#### [WHAT THIS TASK INVOLVES]
When the string "wrong" appears in a line of the records, show the whole line.

#### [SUPPLIED ENTRIES]

╭──

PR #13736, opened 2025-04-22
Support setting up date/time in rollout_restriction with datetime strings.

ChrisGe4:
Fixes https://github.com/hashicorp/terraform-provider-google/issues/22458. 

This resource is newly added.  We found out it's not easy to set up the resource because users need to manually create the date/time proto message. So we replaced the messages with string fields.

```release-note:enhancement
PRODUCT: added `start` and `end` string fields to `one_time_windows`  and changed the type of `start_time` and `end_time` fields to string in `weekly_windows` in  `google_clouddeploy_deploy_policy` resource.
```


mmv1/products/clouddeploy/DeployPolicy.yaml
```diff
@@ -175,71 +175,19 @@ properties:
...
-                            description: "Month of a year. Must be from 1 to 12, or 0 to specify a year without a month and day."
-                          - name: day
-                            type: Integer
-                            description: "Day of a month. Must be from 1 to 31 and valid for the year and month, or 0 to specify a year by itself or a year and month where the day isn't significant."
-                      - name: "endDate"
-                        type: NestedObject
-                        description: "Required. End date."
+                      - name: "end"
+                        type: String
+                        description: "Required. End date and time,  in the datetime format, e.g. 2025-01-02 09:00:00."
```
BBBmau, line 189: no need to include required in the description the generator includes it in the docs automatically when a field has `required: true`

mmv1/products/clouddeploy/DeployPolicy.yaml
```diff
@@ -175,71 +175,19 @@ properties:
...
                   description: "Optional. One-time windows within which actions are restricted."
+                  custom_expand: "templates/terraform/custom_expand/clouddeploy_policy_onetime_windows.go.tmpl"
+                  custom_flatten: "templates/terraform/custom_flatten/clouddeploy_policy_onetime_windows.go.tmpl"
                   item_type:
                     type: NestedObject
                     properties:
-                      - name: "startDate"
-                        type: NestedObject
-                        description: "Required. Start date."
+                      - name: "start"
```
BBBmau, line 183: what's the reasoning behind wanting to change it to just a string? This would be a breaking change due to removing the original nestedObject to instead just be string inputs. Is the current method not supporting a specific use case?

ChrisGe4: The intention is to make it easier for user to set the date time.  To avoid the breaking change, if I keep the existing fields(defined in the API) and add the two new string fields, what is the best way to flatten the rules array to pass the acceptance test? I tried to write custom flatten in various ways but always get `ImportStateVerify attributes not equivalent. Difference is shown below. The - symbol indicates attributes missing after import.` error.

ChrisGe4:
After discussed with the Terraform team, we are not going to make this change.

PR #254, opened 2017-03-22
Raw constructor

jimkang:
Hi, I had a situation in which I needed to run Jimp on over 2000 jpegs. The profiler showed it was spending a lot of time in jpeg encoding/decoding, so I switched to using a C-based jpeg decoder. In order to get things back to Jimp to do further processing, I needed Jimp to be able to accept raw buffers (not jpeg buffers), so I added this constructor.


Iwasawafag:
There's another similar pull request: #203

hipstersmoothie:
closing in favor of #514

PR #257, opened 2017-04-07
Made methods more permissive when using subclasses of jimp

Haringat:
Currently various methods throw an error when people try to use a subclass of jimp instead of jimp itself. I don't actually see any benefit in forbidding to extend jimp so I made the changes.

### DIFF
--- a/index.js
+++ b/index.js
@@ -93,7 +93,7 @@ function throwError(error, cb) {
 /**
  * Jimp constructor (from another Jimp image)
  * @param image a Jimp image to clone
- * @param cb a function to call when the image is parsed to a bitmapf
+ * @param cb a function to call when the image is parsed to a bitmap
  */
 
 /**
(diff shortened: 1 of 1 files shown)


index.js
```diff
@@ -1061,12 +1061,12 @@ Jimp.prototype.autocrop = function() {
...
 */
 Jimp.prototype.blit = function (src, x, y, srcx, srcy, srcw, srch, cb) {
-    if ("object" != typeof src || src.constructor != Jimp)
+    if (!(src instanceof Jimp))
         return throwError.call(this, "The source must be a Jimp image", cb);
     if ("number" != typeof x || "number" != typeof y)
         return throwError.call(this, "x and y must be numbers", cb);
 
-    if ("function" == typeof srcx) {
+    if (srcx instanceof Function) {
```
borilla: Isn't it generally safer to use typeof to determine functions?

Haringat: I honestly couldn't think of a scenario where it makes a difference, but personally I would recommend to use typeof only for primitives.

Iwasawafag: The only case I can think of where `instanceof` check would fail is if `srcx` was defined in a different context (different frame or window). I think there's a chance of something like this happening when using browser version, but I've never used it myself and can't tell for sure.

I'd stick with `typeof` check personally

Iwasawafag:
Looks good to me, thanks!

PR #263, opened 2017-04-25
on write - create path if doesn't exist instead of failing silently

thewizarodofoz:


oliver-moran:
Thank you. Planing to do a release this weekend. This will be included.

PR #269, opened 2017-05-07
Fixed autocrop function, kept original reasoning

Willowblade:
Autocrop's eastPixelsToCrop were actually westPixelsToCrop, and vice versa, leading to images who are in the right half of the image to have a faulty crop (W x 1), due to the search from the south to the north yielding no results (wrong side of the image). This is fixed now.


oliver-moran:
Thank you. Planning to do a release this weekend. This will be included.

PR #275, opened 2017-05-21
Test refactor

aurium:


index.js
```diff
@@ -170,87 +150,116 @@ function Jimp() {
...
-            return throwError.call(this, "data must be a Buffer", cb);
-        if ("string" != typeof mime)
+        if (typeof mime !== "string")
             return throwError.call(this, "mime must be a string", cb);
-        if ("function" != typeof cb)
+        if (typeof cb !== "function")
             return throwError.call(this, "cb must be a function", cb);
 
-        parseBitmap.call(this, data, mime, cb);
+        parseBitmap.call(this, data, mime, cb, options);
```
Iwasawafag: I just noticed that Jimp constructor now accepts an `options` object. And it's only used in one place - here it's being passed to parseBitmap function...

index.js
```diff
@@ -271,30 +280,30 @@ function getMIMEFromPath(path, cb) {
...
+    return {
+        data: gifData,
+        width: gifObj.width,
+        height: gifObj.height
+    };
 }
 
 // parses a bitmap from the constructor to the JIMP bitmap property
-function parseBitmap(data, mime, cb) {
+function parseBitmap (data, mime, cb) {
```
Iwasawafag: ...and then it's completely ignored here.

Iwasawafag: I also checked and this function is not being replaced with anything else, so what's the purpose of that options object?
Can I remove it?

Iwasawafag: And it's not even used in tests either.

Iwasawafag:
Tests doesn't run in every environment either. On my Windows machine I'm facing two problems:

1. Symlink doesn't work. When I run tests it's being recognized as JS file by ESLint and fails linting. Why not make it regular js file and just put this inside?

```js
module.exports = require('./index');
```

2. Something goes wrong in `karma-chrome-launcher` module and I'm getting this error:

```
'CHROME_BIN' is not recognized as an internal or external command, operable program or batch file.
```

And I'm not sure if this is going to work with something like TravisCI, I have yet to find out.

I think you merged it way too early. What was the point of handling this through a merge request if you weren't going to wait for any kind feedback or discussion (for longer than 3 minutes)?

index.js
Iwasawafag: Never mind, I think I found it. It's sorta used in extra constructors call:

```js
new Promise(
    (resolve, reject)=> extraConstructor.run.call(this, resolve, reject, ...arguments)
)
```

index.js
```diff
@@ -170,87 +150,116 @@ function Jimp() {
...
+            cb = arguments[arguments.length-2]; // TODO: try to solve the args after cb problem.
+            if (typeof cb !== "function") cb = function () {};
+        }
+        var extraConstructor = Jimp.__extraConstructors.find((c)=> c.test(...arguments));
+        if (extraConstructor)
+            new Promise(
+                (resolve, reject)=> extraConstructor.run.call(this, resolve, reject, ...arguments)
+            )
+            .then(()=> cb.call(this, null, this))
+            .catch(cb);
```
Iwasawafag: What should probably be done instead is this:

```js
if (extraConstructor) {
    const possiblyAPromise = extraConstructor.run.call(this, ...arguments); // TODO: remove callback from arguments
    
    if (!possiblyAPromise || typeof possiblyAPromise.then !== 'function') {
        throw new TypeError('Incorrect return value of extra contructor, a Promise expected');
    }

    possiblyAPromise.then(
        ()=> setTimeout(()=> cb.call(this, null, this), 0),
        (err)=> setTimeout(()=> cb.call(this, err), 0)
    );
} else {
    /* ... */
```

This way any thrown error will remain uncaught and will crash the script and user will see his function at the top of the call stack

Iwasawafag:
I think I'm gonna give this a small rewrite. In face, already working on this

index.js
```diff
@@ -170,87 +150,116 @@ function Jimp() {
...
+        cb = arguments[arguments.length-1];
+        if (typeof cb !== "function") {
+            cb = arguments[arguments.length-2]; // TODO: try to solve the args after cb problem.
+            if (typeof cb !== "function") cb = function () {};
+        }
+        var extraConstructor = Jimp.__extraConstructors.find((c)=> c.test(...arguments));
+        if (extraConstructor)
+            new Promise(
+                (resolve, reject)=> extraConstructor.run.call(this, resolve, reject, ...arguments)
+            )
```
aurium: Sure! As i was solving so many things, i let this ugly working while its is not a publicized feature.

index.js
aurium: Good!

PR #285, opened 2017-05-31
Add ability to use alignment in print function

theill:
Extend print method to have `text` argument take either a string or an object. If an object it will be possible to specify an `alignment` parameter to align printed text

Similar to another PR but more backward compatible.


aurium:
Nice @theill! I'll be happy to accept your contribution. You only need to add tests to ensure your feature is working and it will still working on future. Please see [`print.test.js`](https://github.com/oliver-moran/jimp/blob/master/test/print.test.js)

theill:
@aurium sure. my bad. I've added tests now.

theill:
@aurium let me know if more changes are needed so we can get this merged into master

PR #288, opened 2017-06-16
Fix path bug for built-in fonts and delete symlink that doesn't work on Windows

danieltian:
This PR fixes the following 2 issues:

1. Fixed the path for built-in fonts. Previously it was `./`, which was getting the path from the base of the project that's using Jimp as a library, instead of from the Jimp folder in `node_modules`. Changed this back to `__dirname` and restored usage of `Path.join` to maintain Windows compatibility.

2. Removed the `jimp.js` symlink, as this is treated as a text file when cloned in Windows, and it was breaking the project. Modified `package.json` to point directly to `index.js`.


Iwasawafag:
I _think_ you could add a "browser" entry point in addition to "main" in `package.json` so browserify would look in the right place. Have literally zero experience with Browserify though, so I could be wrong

╰──

#### [OUTPUT OF THE EXERCISE]
Autocrop's eastPixelsToCrop were actually westPixelsToCrop, and vice versa, leading to images who are in the right half of the image to have a faulty crop (W x 1), due to the search from the south to the north yielding no results (wrong side of the image). This is fixed now.
2. Something goes wrong in `karma-chrome-launcher` module and I'm getting this error:
I _think_ you could add a "browser" entry point in addition to "main" in `package.json` so browserify would look in the right place. Have literally zero experience with Browserify though, so I could be wrong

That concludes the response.